Teens are highly influential and so gobbled these narratives up. Its easy to see where someone who feels powerless and out of control (as basically every teen does) can latch on to a story where people are fighting against oppressive others through an "epics" lens. I don't think anyone was purposely propagandizing people towards this narrative, but I do think it had its own impact in that the current zoomer generation has gone "more woke" and don quixote than others, and is looking to emulate what they read about in real life and prescribing its meaning to real life situations that may not actually reflect the fantastical. Real life often has a lot more nuance than books.


----------



## Retired Junta Member (Aug 18, 2021)

Partly, sure. The “revolutionary chosen one” trope is as old as time but the media clearly took it and amped it up x1000 pushing it in a certain direction.


----------



## Cabelaz (Aug 18, 2021)

You guys are miserable. It's just a novel that sold well.


----------



## Penrowe (Aug 18, 2021)

All of media marketed towards in particular children and young adults has become increasingly inundated with insane neomarxist, cultural relativist, postmodern, constructivist, rawlsian dogma.
There is nothing particular about escapist fantasy or specifically genre fiction that makes it more vulnerable to ideological subversion of this sort but genre fiction is almost universally dogshit anyway so it's not like it stands out.

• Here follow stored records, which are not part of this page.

PR #1826, opened 2019-03-22
Refine dashboard components

davidrapson:
Cleans up the dashboard. Extracts application card component and updates the template to match the latest designs (only shows status breakdown for non-submitted applications).

image

### DIFF
--- a/controllers/apply-next/views/dashboard.njk
+++ b/controllers/apply-next/views/dashboard.njk
@@ -1,157 +1,32 @@
-{% from "components/buttons.njk" import startButton, startButtonSubmit %}
+{% from "components/application-card/macro.njk" import applicationCard with context %}
 {% from "components/content-box/macro.njk" import contentBox %}
-{% from "components/form-header/macro.njk" import formHeader with context %}
-{% from "components/form-fields/macros.njk" import formErrors, formField with context %}
-{% from "components/icons.njk" import iconBin %}
-{% from "./view-helpers.njk" import showSectionProgress with context %}
 
 {% extends "layouts/main.njk" %}
 
-{% set fieldMissing %}<span class="application-data-missing">not yet completed</span>{% endset %}
-
-{% macro getStartDate(dateParts) %}
-    {% if dateParts.day and dateParts.month and dateParts.year %}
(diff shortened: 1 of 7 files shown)


views/components/application-card/macro.njk
```diff
@@ -0,0 +1,114 @@
...
+    {% else %}
+        Not submitted
+    {% endif %}
+{% endmacro %}
+
+{% macro applicationOverview(application) %}
+    <dl class="o-definition-list o-definition-list--compact u-margin-top">
+        <dt>Proposed start date</dt>
+        <dd>
+            {% set dateParts = application.application_data['project-start-date'] %}
```
davidrapson: This made me realise that we need a way to use the `displayFormat` logic for the form model for these application summaries too, as this is duplicating that logic in templates which is much harder to test.

mattandrews: Yeah... wonder how we can do that.

controllers/apply-next/views/dashboard.njk
```diff
@@ -1,157 +1,32 @@
...
+{% from "components/application-card/macro.njk" import applicationCard with context %}
 {% from "components/content-box/macro.njk" import contentBox %}
-{% from "components/form-header/macro.njk" import formHeader with context %}
-{% from "components/form-fields/macros.njk" import formErrors, formField with context %}
-{% from "components/icons.njk" import iconBin %}
-{% from "./view-helpers.njk" import showSectionProgress with context %}
 
 {% extends "layouts/main.njk" %}
 
-{% set fieldMissing %}<span class="application-data-missing">not yet completed</span>{% endset %}
```
mattandrews: Any reason for removing this? If it's no longer in the design then the CSS can go, too.

views/components/application-card/macro.njk
davidrapson: My thinking is that each "application" in this list should be a copy of the full form model rather than the raw application data, so the same process we go through to "enhance" the data in steps but per application.

controllers/apply-next/views/dashboard.njk
davidrapson: I think this is me being overeager, this should stay.

PR #1828, opened 2019-03-22
Form router cleanup

davidrapson:
The `helpers` file was getting pretty big so I've broken each part into `lib` and shifted some apply specific code that was in `modules` to live with the rest of the helper code.


controllers/apply-next/simple/fields.test.js
```diff
@@ -1,36 +0,0 @@
-/* eslint-env jest */
```
davidrapson: Removing this test as it tests at an awkward level, requiring another unit in order to be able to test the current one suggests that this test should be at a different level.

PR #1830, opened 2019-03-27
Add Insights Document section

mattandrews:
This needs some design/translation, but pairs with https://github.com/biglotteryfund/craft-dev/pull/164 to allow us to list insights documents and filter them.

### DIFF
--- a/assets/sass/components/_icons.scss
+++ b/assets/sass/components/_icons.scss
@@ -55,3 +55,8 @@ $spinnerColour: get-color('brand', 'primary');
         transform: rotate(360deg);
     }
 }
+
+.icon--download-btn {
+    position: relative;
+    top: 3px;
+}
--- a/assets/sass/components/_icons.scss
+++ b/assets/sass/components/_icons.scss
@@ -59,4 +59,12 @@ $spinnerColour: get-color('brand', 'primary');
 .icon--download-btn {
     position: relative;
     top: 3px;
+    height: 13px;
+}
+
+.icon--tick-plain {
+    width: 11px;
+    height: 11px;
+    margin-right: 3px;
+    fill: darken(get-color('border', 'base'), 30%);
 }
--- a/controllers/insights/index.js
+++ b/controllers/insights/index.js
@@ -11,14 +11,28 @@ const {
 } = require('../../middleware/inject-content');
 const { buildArchiveUrl } = require('../../modules/archived');
 const { localify } = require('../../modules/urls');
+const { buildPagination } = require('../../modules/pagination');
 
 const router = express.Router();
 
-router.get('/', injectHeroImage('insights-letterbox-new'), injectCopy('insights'), injectResearch, (req, res) => {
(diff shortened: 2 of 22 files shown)


controllers/insights/index.js
```diff
@@ -11,15 +11,29 @@ const {
...
     res.render(path.resolve(__dirname, './views/insights-landing'), {
         researchArchiveUrl: buildArchiveUrl(localify(req.i18n.getLocale())('/research'))
     });
 });
 
+router.get(
+    '/documents',
+    injectHeroImage('insights-letterbox-new'),
+    injectCopy('insights.documents'),
+    injectResearch('documents', 10),
```
mattandrews: Not sure if this is the best way to do this – could just make another middleware and control this there, perhaps?

controllers/insights/views/insights-documents.njk
```diff
@@ -0,0 +1,164 @@
+{% extends "layouts/main.njk" %}
+{% from "components/hero.njk" import hero with context %}
+{% from "components/content-box/macro.njk" import contentBox %}
+{% from "components/breadcrumb-trail/macro.njk" import breadcrumbTrail %}
+{% from "components/article-teaser/macro.njk" import articleTeaser %}
+{% from "components/split-nav/macro.njk" import splitNav %}
+{% from "components/card/macro.njk" import card %}
+
+{% from "../../updates/views/view-helpers.njk" import entryRegions with context %}
```
mattandrews: This feels a bit ugly – do you think we need a more general shared helpers file/folder?

assets/sass/components/_icons.scss
```diff
@@ -55,3 +55,16 @@ $spinnerColour: get-color('brand', 'primary');
         transform: rotate(360deg);
     }
 }
+
+.icon--download-btn {
```
davidrapson: Should this be scoped more? Should _all_ download buttons be positioned this way or just for this use case? Same for the icon-tick styles.

controllers/insights/index.js
davidrapson: I'm starting to find the `inject*` pattern a little awkward in cases where we only use it in a single controller. One two many levels of abstraction. It might be easier to inline the content-api calls into this method. Otherwise yeah a separate middleware would work.

controllers/insights/views/insights-documents.njk
davidrapson: I'd say that `views/components` is exactly for this 😄 . If we need to use this across routers can this become a component?

mattandrews: Funnily enough I ended up not using this component here, but I did move `facetGroup` to its own component as it's now shared between here and past grants search.

controllers/insights/index.js
mattandrews: Done!

assets/sass/components/_icons.scss
mattandrews: I think so, until they get used anywhere else? These styles are to basically make the icons usable, eg. align them optically and size them correctly.

PR #1835, opened 2019-03-29
Add flexible content support for information/listing pages

mattandrews:
This allows us to use flexible content for listing pages which behave in the same way as the segments currently do. For now the template will display both types of content, but we could migrate away from one in favour of the other. Probably worth demoing this in person!

image

Also introduces a new block type for Flexible Content (see [corresponding CMS PR here](https://github.com/biglotteryfund/craft-dev/pull/167)):

image

### DIFF
--- a/controllers/common/views/information-page.njk
+++ b/controllers/common/views/information-page.njk
@@ -3,9 +3,12 @@
 {% from "components/content-box/macro.njk" import contentBox %}
 {% from "components/segment-links/macro.njk" import segmentLinks %}
 {% from "components/segment/macro.njk" import segment %}
+{% from "components/flexible-content/macro.njk" import flexibleContentPart %}
 
 {% extends "layouts/main.njk" %}
 {% if not pageHero.image %}{% set bodyClass = 'has-static-header' %}{% endif %}
+
+{% set flexAnchor = 'item' %}
 
 {% block content %}
     <main id="content">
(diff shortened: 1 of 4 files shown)


controllers/common/views/information-page.njk
```diff
@@ -41,6 +47,16 @@
                     {% endfor %}
                 </div>
             {% endif %}
+
+            {# Flexible content #}
+            {% if content.flexibleContent %}
+                {% for part in content.flexibleContent %}
```
davidrapson: This feels a little awkward here that each flexible content part is a _new_ content area, the way we use this elsewhere is that flexible content is all within a _single_ content block.

views/components/flexible-content/macro.njk
```diff
@@ -1,39 +1,56 @@
 {% from "components/callout/macro.njk" import callout %}
 {% from "components/media-aside/macro.njk" import mediaAside %}
 
+{% macro flexibleContentPart(part) %}
```
davidrapson: Not the `mediaAsideCounter` logic probably doesn't work here now this has been extracted out.

mattandrews: Have fixed this now using the nifty `cycler` tool in Nunjucks, which only calls its next parameter when `next()` is triggered.

image

davidrapson: Nice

Hunger Games is just trash, I don't even think the author is competent enough to engage in political commentary. Handmaid's Tale is a better example of malignant modern feminism using literature as a vehicle for agitprop.


----------



## UselessPieceOfShit (Aug 18, 2021)

I think it's the other way around: HG and other dystopian YA tried to capture what was in vogue at that time. The main appeal of such books is how they treat their teenage audience. Here teens don't just fight some vague evil guy, they fight against totalitarian state, which means that it's way more serious than other YAs. The struggle itself doesn't mean to be some sort of propaganda vision, but rather to show how children are treated seriously, as they deal with real world shit like politics. Volandemort? Lmao, he's just a syphillit dumb wizard. Just the right guy for a kids book. Now, a Mao stand in? That's some edgy shit right there. Plus, it's a zoomers vs boomers metaphor. 
So, everything a teenager would love. And don't forget about romance with a hot guy! And maybe even two.


----------



## wtfNeedSignUp (Aug 18, 2021)

It's just boilerplate "fuck the rich" and "LOL reality shows", both been done to death. It did manage to come at a time after Harry Potter but the formula didn't survive to become a blockbuster mainstay. Though apperantly the last book had the twist that the rebels were also going to just take over and restart the whole thing under new management, which already puts Hunger Games as better than 99.9% of modern political works. Might also be why the whole franchise was shoah'd and no one ever speaks of it (probably also fighting a dictator state doesn't sell well to China).


----------



## Pissmaster (Aug 18, 2021)

I wanted to see more of the colorful rich people and what kind of wacky bullshit they get up to in their off hours

Like if they all act like Ruby Rhod from The Fifth Element when they're not gambling on blue collar teenagers


----------



## Dom Cruise (Aug 18, 2021)

Penrowe said:


> All of media marketed towards in particular children and young adults has become increasingly inundated with insane neomarxist, cultural relativist, postmodern, constructivist, rawlsian dogma.
> There is nothing particular about escapist fantasy or specifically genre fiction that makes it more vulnerable to ideological subversion of this sort but genre fiction is almost universally dogshit anyway so it's not like it stands out.
> 
> Hunger Games is just trash, I don't even think the author is competent enough to engage in political commentary. Handmaid's Tale is a better example of malignant modern feminism using literature as a vehicle for agitprop.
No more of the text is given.